Oh, Hunger Games. How you reeled us in with your drama, violence, love triangle, and dystopic setting. But now that we've read the books and seen the first movie, we feel empty and alone. Where is another book that can feed our need for more dystopian drama?
Never fear, Constant Reader, here is a list of books that will help feed your need for teen dystopias.
The Uglies series by Scott Westerfeld
Uglies is set in a world in which everyone has an operation when they turn sixteen, making them supermodel beautiful. Big eyes, full lips, no one fat or skinny. You might think this is a good thing, but it’s not. Especially if you’re one of the Smokies, a bunch of radical teens who’ve decided they want to keep their own faces.
Girl in the Arena by Lise Haines
Lyn is a neo-gladiator’s daughter, through and through. Her mother has made a career out of marrying into the high-profile world of televised blood sport, and the rules of the Gladiator Sports Association are second nature to their family.
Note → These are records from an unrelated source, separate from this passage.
PR #5208, opened 2018-10-30
IGNITE-10011 Fixed pages leak

agoncharuk:


dspavlov:
is this PR still actual?

PR #5217, opened 2018-10-30
ClusterNodeAttributeAffinityBackupFilter: make constructor public

rynffoll:


DaveWHarvey:
The lack of public was an oversight.   The only testing had been via Spring.

PR #5223, opened 2018-10-31
IGNITE-8719 Store information about starting of index rebuild.

antonovsergey93:


modules/core/src/main/java/org/apache/ignite/internal/pagemem/wal/record/StartBuildIndexRecord.java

For fans of The Hunger Games and Fight Club, Lise Haines’ debut novel is a mesmerizing look at a world addicted to violence—a modern world that’s disturbingly easy to imagine.
The Giver by Lois Lowry
If you haven't had to read The Giver by Lois Lowry for school, do yourself a favor and read it now.
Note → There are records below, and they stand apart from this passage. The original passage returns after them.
PR #5225, opened 2018-10-31
IGNITE-8896

Rodion4ik:
In TcpCommunicationSpi text of message "greater than" replace on "greater than or equal to" according to conditions


modules/core/src/main/java/org/apache/ignite/spi/communication/tcp/TcpCommunicationSpi.java
```diff
@@ -2208,7 +2208,7 @@ public int boundPort() {
                 "since may produce significant delays with some scenarios.");
 
         if (slowClientQueueLimit > 0 && msgQueueLimit > 0 && slowClientQueueLimit >= msgQueueLimit) {
-            U.quietAndWarn(log, "Slow client queue limit is set to a value greater than message queue limit " +
+            U.quietAndWarn(log, "Slow client queue limit is set to a value greater than or equal to message queue limit " +
```
NSAmelchev: This change makes the length of the line more than 120 symbols. (According to coding guide it has 120 char limit) 

Also, you should fix the wrong JavaDoc of the **TcpCommunicationSpi.setSlowClientQueueLimit** method that says to set the same value as **getMessageQueueLimit**. (It's confusing with the warning message)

"It was almost December, and Jonas was beginning to be frightened."
Thus opens this haunting novel in which a boy inhabits a seemingly ideal world: a world without conflict, poverty, unemployment, divorce, injustice, or inequality. It is a time in which family values are paramount, teenage rebellion is unheard of, and even good manners are a way of life.
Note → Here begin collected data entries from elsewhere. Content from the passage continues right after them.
PR #5251, opened 2018-11-05
IGNITE-10130 Option for disable triggering cache interceptor on events by cross datacenter replication was added.

antonovsergey93:


modules/core/src/main/java/org/apache/ignite/internal/processors/cache/GridCacheMapEntry.java
```diff
@@ -5835,6 +5843,8 @@ private CacheDataRow checkRowExpired(CacheDataRow row) throws IgniteCheckedExcep
         /** OldRow expiration flag. */
         private boolean oldRowExpiredFlag = false;
 
+        private boolean disableInterceptAfter = false;
```
ascherbakoff: Javadoc is missing.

Life As We Knew It by Susan Beth Pfeffer
Miranda’s disbelief turns to fear in a split second when a meteor knocks the moon closer to the earth. How should her family prepare for the future when worldwide tsunamis wipe out the coasts, earthquakes rock the continents, and volcanic ash blocks out the sun? As summer turns to Arctic winter, Miranda, her two brothers, and their mother retreat to the unexpected safe haven of their sunroom, where they subsist on stockpiled food and limited water in the warmth of a wood-burning stove.
Told in journal entries, this is the heart-pounding story of Miranda’s struggle to hold on to the most important resource of all--hope--in an increasingly desperate and unfamiliar world.
Feed by M.T. Anderson
In a future world where internet connections feed directly into the consumer’s brain, thought is supplemented by advertising banners, and language has gone into a steep decline, a little love story unfolds. Titus, an average kid on a weekend trip to the moon, meets Violet, a brainy girl who has decided to try to fight the feed. Assaulted by a hacker who interrupts their connection, they struggle to understand what has happened to them – and to everyone around them.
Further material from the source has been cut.